Review: Little Wanderer (works by Britten, Imogen Holst et al)

Review: Little Wanderer (works by Britten, Imogen Holst et al)

Christopher Cook enjoys the debut album from well-matched musical partners

Our rating

5


Little Wanderer
Works by Britten, Imogen Holst, Daniel Kidane et al
Nick Pritchard (tenor), Ian Tindale (piano)
Signum Classics SIGCD952 62:15 mins

It’s a daunting programme that Nick Pritchard, a much-lauded Evangelist in Bach’s Passions, has chosen for his debut album with Ian Tindale. Utterly English too, with Benjamin Britten and his Aldeburgh amanuensis Imogen Holst joined by a first recording of Daniel Kidane’s Songs of Illumination.

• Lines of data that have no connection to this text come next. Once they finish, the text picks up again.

PR #10669, opened 2026-02-27
Use 32-byte StorageValue struct instead of byte[] in storage trie

### LINKED ISSUE #8442: Use 32byte structs rather than byte[] in StorageTrie
## Is your feature request related to a problem? Please describe.

As well as allocating and having an indirection a `byte[]` 

Has 24 bytes of header

- Object header: 16 bytes total
   - 8 bytes for the sync block
   - 8 bytes for the method table pointer
- Array length field: 4 bytes (stored as an Int32)
- Padding: Up to 4 bytes added so that the total object size is a multiple of 8 bytes

Then 8 bytes for the pointer

So is already 32 bytes without any data; so might as well use a 32byte struct rather than a 64byte array (32bytes+32bytes); since all values are treated as unique and don't really share `byte[]` for leaf values

## Describe the solution you'd like

Use `using Word = Vector256<byte>` Words instead of `byte[]`; this should reduce GC objects considered and use less memory (since even 1 byte is 33 bytes)

## Describe alternatives you've considered

Leaving it unchanged

smartprogrammer93:
Closes #8442

Trie
image

Flat
image

Yellow is master, Grean is feature branch in both screenshots

## Changes

Replace heap-allocated `byte[]` with a fixed 32-byte `StorageValue` struct (`Vector256<byte>`-backed) across the full EVM → State → Trie storage path, eliminating per-slot allocations and `UInt256` conversions on every SLOAD/SSTORE/TLOAD/TSTORE.

### Core struct enhancements (`StorageValue`)
- Add `AggressiveInlining` on `AsSpan` / `AsReadOnlySpan` for zero-overhead access
- Add `FromBytes(byte[]?)` factory for converting legacy `byte[]` values
- Remove `Pack = 32` from `StructLayout` — fixes alignment propagation to `OriginalValue`, `StorageChangeTrace`, `Nullable<StorageValue>`
- Use `FastHash64For32Bytes` in `GetHashCode` for direct 32-byte hashing (avoids span allocation)
- Add `AggressiveInlining` to constructor
- Split `FromSpanWithoutLeadingZero` into inlined fast path (32-byte case) + `NoInlining` slow path (prevents `stackalloc` from blocking inlining)
- Add static `StorageValue.Equals(in, in)` and `NotEquals(in, in)` methods to avoid 64-byte copies on comparisons

### EVM hot-path optimizations
- Add `PushStorageValue` on `EvmStack` — zero-copy 32-byte push directly from `StorageValue`
- SLOAD/TLOAD: reinterpret stack slot as `StorageValue` via `Unsafe.As`, push without intermediate `byte[]`
- SSTORE/TSTORE: reinterpret stack slot as `StorageValue`, pass directly to state without `UInt256` roundtrip
- Unify `Set` / `SetTransientState` to a single `StorageValue` overload (remove `ReadOnlySpan<byte>` overloads)
- Use `StorageValue.Equals(in, in)` at all SSTORE comparison sites to avoid 64-byte value copies

### State layer changes
- Change `IWorldState.Get` return type from `ReadOnlySpan<byte>` to `StorageValue`
- Change `IWorldState.GetOriginal` return type from `byte[]` to `StorageValue`
- Pass `StorageValue` by `in` across the entire write chain (`IWorldState.Set`, `SetTransientState`, `WorldState`, `WorldStateMetricsDecorator`, `WitnessGeneratingWorldState`, `PartialStorageProviderBase`, `PersistentStorageProvider`)
- Update `PersistentStorageProvider`, `TransientStorageProvider`, `WorldState`, `WorldStateMetricsDecorator`
- Use zero-alloc `DecodeByteArraySpan()` in `StorageTree.GetStorageValue`

### Storage provider internals optimization
- **SoA change tracking**: Replace `List<Change>` with split `ChangeKey[]` + `StorageValue[]` arrays and `_changeCount` position counter — eliminates `List.Clear()` zeroing entirely on reset
- **Reference-free `InternalStorageKey`**: 56-byte value-type key inlining 20-byte address + `UInt256` index with `Pack=1`, avoiding `Address` class references in dictionary entries so `Dictionary.Clear()` skips entry zeroing. Uses two independent `FastHash` calls (index 32B + address 20B combined with multiply-XOR) for better instruction-level parallelism
- **Version-stamped `_originalValues`**: `_commitRound` counter replaces per-transaction `Clear()` (200 calls/block → 1), with reference-free `OriginalValue` struct entries; periodic trim when size exceeds 16K entries
- **Right-sized `_intraBlockCache` capacity (16)**: Dictionary cleared per-transaction (~200x/block), each transaction touches only 2-8 cells; capacity 16 reduces bucket zeroing from ~512 KB/block (at 8192) to ~1 KB/block
- **`ref readonly StorageValue`** in CommitCore loop: avoids 32-byte value copies on non-processed iterations (~75% of loop)
- **`CollectionsMarshal.AsSpan`** for `_keptValueCache` in Restore — avoids list indexer overhead
- **Single `HashSet.Add`** in CommitCore replaces `Contains` + `Add` double-lookup
- **Replace LINQ** in `UpdateRootHashesMultiThread` with explicit `foreach` + `Span.Sort`

### Prewarmer storage cache: eliminate byte[] round-trip
- **Remove `where TValue : class?`** constraint from `SeqlockCache` — enables storing value types directly. Guard `ReferenceEquals` fast-path with `RuntimeHelpers.IsReferenceOrContainsReferences<TValue>()` (JIT-eliminated for value types, preserves existing behavior for reference types)
- **Store `StorageValue` directly** in `SeqlockCache<StorageCell, StorageValue>` instead of `byte[]` — eliminates `ToArray()` allocation on every cache miss and `FromSpanWithoutLeadingZero` conversion on every cache hit
- **Delete `LoadFromTreeStorageBytes`** — factory delegate now points directly to `LoadFromTreeStorage` which already returns `StorageValue`
- Local profiling confirms: `StorageValue::FromSpanWithoutLeadingZero` gone from FlatState hotspots, `List::ToArray` dropped to 0.04% (3 samples out of 7,755 resolved)

### SlotValue consolidation
- Delete `Nethermind.State.Flat/SlotValue.cs` — replaced by `StorageValue` everywhere
- Update all 19 files in `Nethermind.State.Flat` and `Nethermind.State.Flat.Test`

### Caller updates (~65 files)
- Update all storage callers across Blockchain, EVM, State, Trie, JsonRpc, Optimism, Flashbots, Xdc, and test projects

### BlockProcessingBenchmark: FlatState backend variant
- Add `[Params(StateBackend.Trie, StateBackend.FlatState)]` so block processing performance can be compared between both state backends
- FlatState path uses a minimal `BenchmarkFlatDbManager` with snapshot retention and freeze-after-setup semantics
- Update CI comparison script to key benchmarks by `Method(Parameters)` so both backends appear as separate rows

- [x] Optimization
- [x] Refactoring
- [ ] Documentation update
- [ ] Build-related changes
- [ ] Other: _Description_

#### Requires testing

- [x] Yes
- [ ] No

- [x] Yes
- [ ] No

- [ ] Yes
- [x] No

- [ ] Yes
- [x] No


src/Nethermind/Nethermind.Evm.Benchmark/BlockProcessingBenchmark.cs
```diff
@@ -196,7 +241,30 @@ public void GlobalSetup()
...
+            FlatDbConfig flatDbConfig = new() { TrieCacheMemoryBudget = 0 };
+            ResourcePool resourcePool = new(flatDbConfig);
+            TrieNodeCache trieNodeCache = new(flatDbConfig, LimboLogs.Instance);
+            BenchmarkFlatDbManager flatDbManager = new(resourcePool, trieNodeCache);
+            flatDbManagerRef = flatDbManager;
+            FlatScopeProvider flatScopeProvider = new(
+                dbProvider.CodeDb,
+                flatDbManager,
+                flatDbConfig,
+                new NoopTrieWarmer(),
```
asdacap, line 257: Not, the trie warmer can make a big difference.

src/Nethermind/Nethermind.Evm.Benchmark/ProfileRunner.cs
```diff
@@ -0,0 +1,344 @@
...
+using Nethermind.State.Flat.ScopeProvider;
+using Nethermind.Trie.Pruning;
+
+namespace Nethermind.Evm.Benchmark;
+
+/// <summary>
+/// Minimal runner that executes the storage-heavy benchmarks in a tight loop,
+/// suitable for profiling with dotnet-trace.
+/// </summary>
+public static class ProfileRunner
```
asdacap, line 46: What is this, why is it separate from the existing benchmark?

src/Nethermind/Nethermind.State.Flat/ReadOnlySnapshotBundle.cs
```diff
@@ -119,7 +119,7 @@ public int DetermineSelfDestructSnapshotIdx(Address address)
             }
         }
 
-        return value;
+        return (!found || outStorageValue.IsZero) ? null : outStorageValue;
```
asdacap, line 122: Null and zero is different here because of the uncertainty in the verkle/binarytree future eip.

src/Nethermind/Nethermind.State/PartialStorageProviderBase.cs
```diff
@@ -18,10 +22,15 @@ namespace Nethermind.State
...
     internal abstract class PartialStorageProviderBase
     {
-        protected readonly Dictionary<StorageCell, StackList<int>> _intraBlockCache = new();
+        private readonly Dictionary<InternalStorageKey, int> _intraBlockCache = new(16);
+        private StackList<int>?[] _stackPool = new StackList<int>[512];
+        private int _stackCount;
         protected readonly ILogger _logger;
-        protected readonly List<Change> _changes = new(Resettable.StartCapacity);
-        private readonly List<Change> _keptInCache = new();
+        protected ChangeKey[] _changeKeys = new ChangeKey[1_024];
```
asdacap, line 29: The change here is complicated and sensitive enough that it should be put in a separate PR.

src/Nethermind/Nethermind.Evm.Benchmark/BlockProcessingBenchmark.cs
asdacap: *Note

stdevMac:
@smartprogrammer93 stale-PR check: the EXPB run showed no win (P99 regressed), asdacap's review request went unanswered, and the flat slot-value work evolved independently (#11909). OK to close? If there's no reply in the next few days, we'll close this as part of the stale-PR cleanup — it can always be reopened or resubmitted.

smartprogrammer93:
Closing as stale and didnt see enough gain from it. maybe another jab at it from someone else. for me, this one is not worth continuing on.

Pritchard’s diction is as scrupulous as Britten’s settings of Thomas Hardy’s text in Winter Words with an exemplary sense of telling the ‘story’ in ‘Midnight on the Great Western’, as a night train carries an innocent boy into the darkness. If he lacks that sense of ironic detachment that Britten finds in ‘The Little Old Table’ and elsewhere, that surely will come.

Imogen Holst hid her composing light under a bushel, but her songs reveal a talent shared with Britten for setting English texts. The heavy tread of the piano in ‘Why fearest thou thy outward foe?’ or the dancing rhythms in the Earl of Surrey’s Sonnet ‘Brittle Beauty’, both found by Holst in Tottel’s Miscellany (1557), never mask the text. These are songs that certainly deserve to be far better known.

As do Daniel Kidane’s settings of three poems by William Blake, Songs of Illumination. The tessitura is challenging in ‘The Little Black Boy’ and the piano part in ‘A Dream’ daunting, as left and right hands seem to go their own way, but Pritchard and Tindale are up to the challenge.

To end, a near perfect set of encores. Britten’s gloriously wayward settings of English folk songs – including ‘The Last Rose of Summer’, ‘How Sweet the Answer’ and a rollicking version of ‘The Ploughboy’ – will send you home happy.